[Stored items]

○ ○ ○ ○ ○

PR #185, opened 2017-08-09
DISPATCH-803 - The following changes were made to support forbidden d…

ganeshmurthy:
…istribution

1. Added a new attribute to the router entity called called defaultDistribution which defaults to balanced
but can be set to forbidden
2. Attaches to forbidden addresses are rejected and the link is detached
3. Anonymous senders sending to forbidden addresses will be sent back a disposition of PN_REJECTED but link will not be closed
4. Added system test system_tests_default_distribution.py to test the above cases

### DIFF
--- a/include/qpid/dispatch/router.h
+++ b/include/qpid/dispatch/router.h
@@ -43,7 +43,7 @@ typedef enum {
     QD_TREATMENT_ANYCAST_CLOSEST  = 2,
     QD_TREATMENT_ANYCAST_BALANCED = 3,
     QD_TREATMENT_LINK_BALANCED    = 4,
-    QD_TREATMENT_LINK_FORBIDDEN   = 5
+    QD_TREATMENT_FORBIDDEN        = 5
 } qd_address_treatment_t;
 
 #include <qpid/dispatch/router_core.h>
--- a/include/qpid/dispatch/router.h
+++ b/include/qpid/dispatch/router.h
@@ -42,7 +42,8 @@ typedef enum {
     QD_TREATMENT_MULTICAST_ONCE   = 1,
     QD_TREATMENT_ANYCAST_CLOSEST  = 2,
     QD_TREATMENT_ANYCAST_BALANCED = 3,
-    QD_TREATMENT_LINK_BALANCED    = 4
+    QD_TREATMENT_LINK_BALANCED    = 4,
+    QD_TREATMENT_LINK_FORBIDDEN   = 5
 } qd_address_treatment_t;
 
 #include <qpid/dispatch/router_core.h>
--- a/include/qpid/dispatch/router.h
+++ b/include/qpid/dispatch/router.h
@@ -43,7 +43,7 @@ typedef enum {
     QD_TREATMENT_ANYCAST_CLOSEST  = 2,
     QD_TREATMENT_ANYCAST_BALANCED = 3,
     QD_TREATMENT_LINK_BALANCED    = 4,
-    QD_TREATMENT_FORBIDDEN        = 5
+    QD_TREATMENT_UNAVAILABLE      = 5
 } qd_address_treatment_t;
 
 #include <qpid/dispatch/router_core.h>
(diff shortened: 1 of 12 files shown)


src/router_core/connections.c
```diff
@@ -1300,9 +1310,15 @@ static void qdr_link_inbound_first_attach_CT(qdr_core_t *core, qdr_action_t *act
...
                 // This link has a target address
                 //
-                bool           link_route;
-                qdr_address_t *addr = qdr_lookup_terminus_address_CT(core, dir, conn, target, true, true, &link_route);
-                if (!addr) {
+                bool  link_route;
+                bool  forbidden;
+                qdr_address_t *addr = qdr_lookup_terminus_address_CT(core, dir, conn, target, true, true, &link_route, &forbidden);
+                if (forbidden) {
+                    qdr_link_outbound_detach_CT(core, link, 0, QDR_CONDITION_FORBIDDEN, true);
```
ted-ross: Does this do the right thing protocol-wise?  Does the router send an attach with NULL terminus followed by a detach?

src/router_core/transfer.c
```diff
@@ -634,6 +634,23 @@ static void qdr_link_forward_CT(qdr_core_t *core, qdr_link_t *link, qdr_delivery
...
         link->total_deliveries++;
     }
+    //
+    // There is no address that we can send this delivery to, which means the addr was not found in our hastable. This
+    // can be because there were no receivers or because the address was not defined in the config file.
+    // If the treatment for such addresses is set to be forbidden, we send back a rejected disposition and detach the link
+    //
+    else if (core->qd->treatment == QD_TREATMENT_LINK_FORBIDDEN) {
+        dlv->disposition = PN_REJECTED;
+        dlv->error = qdr_error("qd:forbidden", "Sending deliveries to this address is forbidden");
```
ted-ross: You should be using one of the AMQP-specified error conditions that is in the amqp.[ch] files.  It seems that the appropriate error condition is "amqp:not-allowed", not "forbidden" (which is an error code only for the management protocol).

include/qpid/dispatch/router.h
```diff
@@ -42,7 +42,8 @@ typedef enum {
     QD_TREATMENT_MULTICAST_ONCE   = 1,
     QD_TREATMENT_ANYCAST_CLOSEST  = 2,
     QD_TREATMENT_ANYCAST_BALANCED = 3,
-    QD_TREATMENT_LINK_BALANCED    = 4
+    QD_TREATMENT_LINK_BALANCED    = 4,
+    QD_TREATMENT_LINK_FORBIDDEN   = 5
```
ganeshmurthy: Changed QD_TREATMENT_LINK_FORBIDDEN to QD_TREATMENT_FORBIDDEN

src/dispatch_private.h
```diff
@@ -52,6 +52,7 @@ struct qd_dispatch_t {
     qd_connection_manager_t *connection_manager;
     qd_policy_t             *policy;
     void                    *dl_handle;
+    qd_address_treatment_t   treatment;
```
ganeshmurthy: Changed treatment to default_treatment

python/qpid_dispatch/management/qdrouter.json
```diff
@@ -504,6 +504,13 @@
                     "deprecated": true,
                     "description": "(DEPRECATED) This value is no longer used in the router.",
                     "create": true
+                },
+                "defaultDistribution": {
+                    "type": ["multicast", "closest", "balanced", "forbidden"],
+                    "description": "Default forwarding treatment for any address without a specified treatment. multicast - one copy of each message delivered to all subscribers; closest - messages delivered to only the closest subscriber; balanced - messages delivered to one subscriber with load balanced across subscribers; linkBalanced - for link-routing, link attaches balanced across destinations; forbidden - this address is forbidden, link attaches to an address of forbidden distribution will be rejected.",
```
grs: linkBalanced should be removed from the comment

src/router_core/transfer.c
grs: Or perhaps even better would be amqp:not-found, since we are really saying that this is not a recognised address?

python/qpid_dispatch/management/qdrouter.json
ganeshmurthy: Removed linkBalanced from comment

PR #190, opened 2017-08-23
DISPATCH-802 - Additional fixes - 1. Modified error name to amqp:prec…

ganeshmurthy:
…ondition-failed. 2. Modified error description 3. Prevented from setting the target on the return attach


gemmellr:
Tested the latest version and the attach target is now null as needed to indicate refusal, and the updated error details look good.

PR #191, opened 2017-09-01
DISPATCH-209 : initial commit for linkroute tests.

mgoulish:
These tests do not send payload messages. They only attach senders,
and then look at where those link-attaches get routed to, in a three-
router linear network. (I will add mesh once we get this code checked in.)

Two tests are disabled because of some functionality improvement opportunities
that they uncovered.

○ ○ ○ ○ ○

- Task: Your task is to output the full set of records exactly as presented.

- Solution to this task:
PR #185, opened 2017-08-09
DISPATCH-803 - The following changes were made to support forbidden d…

ganeshmurthy:
…istribution

1. Added a new attribute to the router entity called called defaultDistribution which defaults to balanced
but can be set to forbidden
2. Attaches to forbidden addresses are rejected and the link is detached
3. Anonymous senders sending to forbidden addresses will be sent back a disposition of PN_REJECTED but link will not be closed
4. Added system test system_tests_default_distribution.py to test the above cases

### DIFF
--- a/include/qpid/dispatch/router.h
+++ b/include/qpid/dispatch/router.h
@@ -43,7 +43,7 @@ typedef enum {
     QD_TREATMENT_ANYCAST_CLOSEST  = 2,
     QD_TREATMENT_ANYCAST_BALANCED = 3,
     QD_TREATMENT_LINK_BALANCED    = 4,
-    QD_TREATMENT_LINK_FORBIDDEN   = 5
+    QD_TREATMENT_FORBIDDEN        = 5
 } qd_address_treatment_t;
 
 #include <qpid/dispatch/router_core.h>
--- a/include/qpid/dispatch/router.h
+++ b/include/qpid/dispatch/router.h
@@ -42,7 +42,8 @@ typedef enum {
     QD_TREATMENT_MULTICAST_ONCE   = 1,
     QD_TREATMENT_ANYCAST_CLOSEST  = 2,
     QD_TREATMENT_ANYCAST_BALANCED = 3,
-    QD_TREATMENT_LINK_BALANCED    = 4
+    QD_TREATMENT_LINK_BALANCED    = 4,
+    QD_TREATMENT_LINK_FORBIDDEN   = 5
 } qd_address_treatment_t;
 
 #include <qpid/dispatch/router_core.h>
--- a/include/qpid/dispatch/router.h
+++ b/include/qpid/dispatch/router.h
@@ -43,7 +43,7 @@ typedef enum {
     QD_TREATMENT_ANYCAST_CLOSEST  = 2,
     QD_TREATMENT_ANYCAST_BALANCED = 3,
     QD_TREATMENT_LINK_BALANCED    = 4,
-    QD_TREATMENT_FORBIDDEN        = 5
+    QD_TREATMENT_UNAVAILABLE      = 5
 } qd_address_treatment_t;
 
 #include <qpid/dispatch/router_core.h>
(diff shortened: 1 of 12 files shown)


src/router_core/connections.c
```diff
@@ -1300,9 +1310,15 @@ static void qdr_link_inbound_first_attach_CT(qdr_core_t *core, qdr_action_t *act
...
                 // This link has a target address
                 //
-                bool           link_route;
-                qdr_address_t *addr = qdr_lookup_terminus_address_CT(core, dir, conn, target, true, true, &link_route);
-                if (!addr) {
+                bool  link_route;
+                bool  forbidden;
+                qdr_address_t *addr = qdr_lookup_terminus_address_CT(core, dir, conn, target, true, true, &link_route, &forbidden);
+                if (forbidden) {
+                    qdr_link_outbound_detach_CT(core, link, 0, QDR_CONDITION_FORBIDDEN, true);
```
ted-ross: Does this do the right thing protocol-wise?  Does the router send an attach with NULL terminus followed by a detach?

src/router_core/transfer.c
```diff
@@ -634,6 +634,23 @@ static void qdr_link_forward_CT(qdr_core_t *core, qdr_link_t *link, qdr_delivery
...
         link->total_deliveries++;
     }
+    //
+    // There is no address that we can send this delivery to, which means the addr was not found in our hastable. This
+    // can be because there were no receivers or because the address was not defined in the config file.
+    // If the treatment for such addresses is set to be forbidden, we send back a rejected disposition and detach the link
+    //
+    else if (core->qd->treatment == QD_TREATMENT_LINK_FORBIDDEN) {
+        dlv->disposition = PN_REJECTED;
+        dlv->error = qdr_error("qd:forbidden", "Sending deliveries to this address is forbidden");
```
ted-ross: You should be using one of the AMQP-specified error conditions that is in the amqp.[ch] files.  It seems that the appropriate error condition is "amqp:not-allowed", not "forbidden" (which is an error code only for the management protocol).

include/qpid/dispatch/router.h
```diff
@@ -42,7 +42,8 @@ typedef enum {
     QD_TREATMENT_MULTICAST_ONCE   = 1,
     QD_TREATMENT_ANYCAST_CLOSEST  = 2,
     QD_TREATMENT_ANYCAST_BALANCED = 3,
-    QD_TREATMENT_LINK_BALANCED    = 4
+    QD_TREATMENT_LINK_BALANCED    = 4,
+    QD_TREATMENT_LINK_FORBIDDEN   = 5
```
ganeshmurthy: Changed QD_TREATMENT_LINK_FORBIDDEN to QD_TREATMENT_FORBIDDEN

src/dispatch_private.h
```diff
@@ -52,6 +52,7 @@ struct qd_dispatch_t {
     qd_connection_manager_t *connection_manager;
     qd_policy_t             *policy;
     void                    *dl_handle;
+    qd_address_treatment_t   treatment;
```
ganeshmurthy: Changed treatment to default_treatment

python/qpid_dispatch/management/qdrouter.json
```diff
@@ -504,6 +504,13 @@
                     "deprecated": true,
                     "description": "(DEPRECATED) This value is no longer used in the router.",
                     "create": true
+                },
+                "defaultDistribution": {
+                    "type": ["multicast", "closest", "balanced", "forbidden"],
+                    "description": "Default forwarding treatment for any address without a specified treatment. multicast - one copy of each message delivered to all subscribers; closest - messages delivered to only the closest subscriber; balanced - messages delivered to one subscriber with load balanced across subscribers; linkBalanced - for link-routing, link attaches balanced across destinations; forbidden - this address is forbidden, link attaches to an address of forbidden distribution will be rejected.",
```
grs: linkBalanced should be removed from the comment

src/router_core/transfer.c
grs: Or perhaps even better would be amqp:not-found, since we are really saying that this is not a recognised address?

python/qpid_dispatch/management/qdrouter.json
ganeshmurthy: Removed linkBalanced from comment

PR #190, opened 2017-08-23
DISPATCH-802 - Additional fixes - 1. Modified error name to amqp:prec…

ganeshmurthy:
…ondition-failed. 2. Modified error description 3. Prevented from setting the target on the return attach


gemmellr:
Tested the latest version and the attach target is now null as needed to indicate refusal, and the updated error details look good.

PR #191, opened 2017-09-01
DISPATCH-209 : initial commit for linkroute tests.

mgoulish:
These tests do not send payload messages. They only attach senders,
and then look at where those link-attaches get routed to, in a three-
router linear network. (I will add mesh once we get this code checked in.)

Two tests are disabled because of some functionality improvement opportunities
that they uncovered.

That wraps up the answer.